Un modello in cui il luogo, non solo un edificio, abilita collaborazione, riduce gli attriti quotidiani e rafforza la cultura aziendale

Per anni progettare un ufficio ha voluto dire ragionare sull’edificio: metratura, layout, illuminazione, acustica. Un modello descritto di recente da Harvard Business Review, il knowledge campus, sposta l’unità di analisi al quartiere. Le aziende della conoscenza tornano a scegliere aree urbane dense, multifunzionali, ben collegate al trasporto pubblico, dove lavoro, residenza, servizi e cultura convivono in prossimità. Un approfondimento pubblicato su Limitless Workspace ricostruisce il modello e propone una metrica per leggerlo, il Return on Place: quanto un luogo, non solo un edificio, abilita collaborazione, riduce gli attriti quotidiani e rafforza la cultura aziendale.

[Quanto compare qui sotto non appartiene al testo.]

PR #356, opened 2024-03-29
feat(docs): Add metrics to BigQuery tasks

### LINKED ISSUE #353: Document metrics available on BigQuery tasks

Il quartiere come parte del progetto

Il modello si fonda su quattro dimensioni: diversità funzionale, densità delle interazioni, presenza di cluster settoriali affini, connettività ai trasporti. Per chi progetta e gestisce spazi ufficio, la conseguenza pratica è che il layout smette di essere un esercizio chiuso dentro i confini del building. Reception, aree comuni, spazi per eventi e servizi condivisi diventano gli strumenti con cui un distretto, non solo un piano, produce gli incontri informali che sostengono collaborazione e apprendimento. È una scala di progetto più ampia, che chiede di leggere l’ufficio come nodo di un sistema urbano.

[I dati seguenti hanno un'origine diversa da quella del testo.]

PR #254, opened 2019-02-27
Adding LiftAlongMonomorphism & ColiftAlongEpimorphism to

kamalsaleh:
the category of graded presentations.

The outputs of Lift, LiftAlongMonomorphism, Colift and
ColiftAlongEpimorphism are checked whether they are well-defined or not
and an error will be raised whenever it is not well-defined.

This checking is supposed to be temporary until the pull-request
    https://github.com/homalg-project/homalg_project/pull/222
is merged to homalg_project.

### DIFF
--- a/GradedModulePresentationsForCAP/gap/GradedModulePresentations.gi
+++ b/GradedModulePresentationsForCAP/gap/GradedModulePresentations.gi
@@ -198,6 +198,10 @@ InstallGlobalFunction( ADD_GRADED_FUNCTIONS_FOR_LEFT_PRESENTATION,
     ADD_GRADED_IS_IDENTICAL_FOR_MORPHISMS( category );
     
     ADD_GRADED_EPIMORPHISM_FROM_SOME_PROJECTIVE_OBJECT( category );
+
+    ADD_GRADED_LIFT_ALONG_MONOMORPHISM( category );
+
+    ADD_GRADED_COLIFT_ALONG_EPIMORPHISM( category );
     
     if HasIsCommutative( category!.ring_for_representation_category ) and IsCommutative( category!.ring_for_representation_category ) then
       
@@ -271,6 +275,10 @@ InstallGlobalFunction( ADD_GRADED_FUNCTIONS_FOR_RIGHT_PRESENTATION,
     ADD_GRADED_IS_IDENTICAL_FOR_MORPHISMS( category );
     
     ADD_GRADED_EPIMORPHISM_FROM_SOME_PROJECTIVE_OBJECT( category );
+
+    ADD_GRADED_LIFT_ALONG_MONOMORPHISM( category );
+
+    ADD_GRADED_COLIFT_ALONG_EPIMORPHISM( category );
     
     if HasIsCommutative( category!.ring_for_representation_category ) and IsCommutative( category!.ring_for_representation_category ) then
       
@@ -574,10 +582,20 @@ InstallGlobalFunction( ADD_GRADED_LIFT,
         lift := Lift( UnderlyingPresentationMorphism( alpha ), UnderlyingPresentationMorphism( beta ) );
         
         if lift = fail then
+        
             return fail;
+        
         fi;
         
-        return GradedPresentationMorphism( Source( alpha ), lift, Source( beta ) );
+        lift := GradedPresentationMorphism( Source( alpha ), lift, Source( beta ) );
+        
+        if not IsWellDefined( lift ) then
+          
+          Error( "An output of the Lift method is not well-defined!" );
+          
+        fi;
+        
+        return lift;
         
     end );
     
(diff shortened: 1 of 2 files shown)


zickgraf:
Just a note: once #188 is merged you could make it that the checks are only executed if the value of the `output_sanity_check_level` of the category is at least `1`.

GradedModulePresentationsForCAP/gap/GradedModulePresentations.gi
```diff
@@ -926,6 +954,70 @@ InstallGlobalFunction( ADD_GRADED_IDENTITY,
...
+        
+        if lift = fail then
+
+            return fail;
+
+        fi;
+
+        lift := GradedPresentationMorphism( Source( tau ), lift, Source( iota ) );
+
+        if not IsWellDefined( lift ) then
```
sebastianpos: In the case of lifts along monomorphisms, a computed non-graded lift has automatically to be graded. The same holds for colifts along epimorphisms.

kamalsaleh: You are right, since the kernel iota is zero. This checks will be removed anyway when the PR 
https://github.com/homalg-project/homalg_project/pull/222
is merged to homalg.

kamalsaleh: You are right, I've updated the PR.

mohamed-barakat:
I just merge homalg-project/homalg_project#222 into `homalg_project`.

GradedModulePresentationsForCAP/gap/GradedModulePresentations.gi
```diff
@@ -926,6 +954,54 @@ InstallGlobalFunction( ADD_GRADED_IDENTITY,
...
+  function( category )
+    
+    AddLiftAlongMonomorphism( category,
+
+      function( iota, tau )
+        local lift;
+
+        lift := LiftAlongMonomorphism( UnderlyingPresentationMorphism( iota ), UnderlyingPresentationMorphism( tau ) );
+        
+        if lift = fail then
```
sebasguts: `LiftAlongMonomorphism` and `ColiftAlongEpimorphism` should not return `fail`

GradedModulePresentationsForCAP/gap/GradedModulePresentations.gi
```diff
@@ -574,10 +582,20 @@ InstallGlobalFunction( ADD_GRADED_LIFT,
...
             return fail;
+        
         fi;
         
-        return GradedPresentationMorphism( Source( alpha ), lift, Source( beta ) );
+        lift := GradedPresentationMorphism( Source( alpha ), lift, Source( beta ) );
+        
+        if not IsWellDefined( lift ) then
+          
+          Error( "An output of the Lift method is not well-defined!" );
```
sebasguts: I think this is not the right way to do this, for two reasons:

1. Primitive implementations should not secretly depend on other primitives, like `IsWellDefined` here. But this is not too bad.

2. `Lift` can return `fail`, and I would think it is appropriate to return `fail` here.

GradedModulePresentationsForCAP/gap/GradedModulePresentations.gi
sebasguts: `LiftAlongMonomorphism` and `ColiftAlongEpimorphism` should not return `fail`. They can throw an error, but maybe the garbage-in-garbage-out principle applies here, and we should assume that if they are called, the lift exists.

GradedModulePresentationsForCAP/gap/GradedModulePresentations.gi
sebastianpos: This change in `Lift` and `Colift` was supposed to be temporary and is outdated by #262.

GradedModulePresentationsForCAP/gap/GradedModulePresentations.gi
sebastianpos: Yes, you are right. The `fail` case can simply be deleted.

GradedModulePresentationsForCAP/gap/GradedModulePresentations.gi
sebasguts: I just approved #262. If you are fine with it, we can merge it and then update this PR and merge it, too?

sebastianpos: Yes.

GradedModulePresentationsForCAP/gap/GradedModulePresentations.gi
sebasguts: Shouldn't the fail case throw a meaningful error? Or do we just rely on CAP giving some sensible error message? I would actually prefer the latter.

sebastianpos: If there is no graded lift along monomorphism then there also will be no non-graded lift along monomorphism (provided the input consists of graded morphisms).

Thus, an error would be thrown by the underlying non-graded case.

sebasguts: Perfect, Then I will provide a patch for this PR.

sebasguts:
Since I cannot push to @kamalsaleh s PR branch, I have opened a new PR #279 containing a rebased version of this PR, and the fixes we discussed.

MIND, il distretto che mette alla prova il modello

A Milano, MIND – Milano Innovation District offre un caso concreto. Sviluppato da Lendlease sull’area dell’ex Expo 2015, il distretto ha costruito nel tempo un cluster riconoscibile nelle life sciences, con presenze come Human Technopole e AstraZeneca. Ricerca, sanità, formazione e impresa convivono in uno stesso perimetro, con l’obiettivo dichiarato di generare contaminazione tra organizzazioni diverse: esattamente le prime tre dimensioni del modello knowledge campus. La connettività resta la variabile su cui un distretto periurbano come MIND continua a lavorare.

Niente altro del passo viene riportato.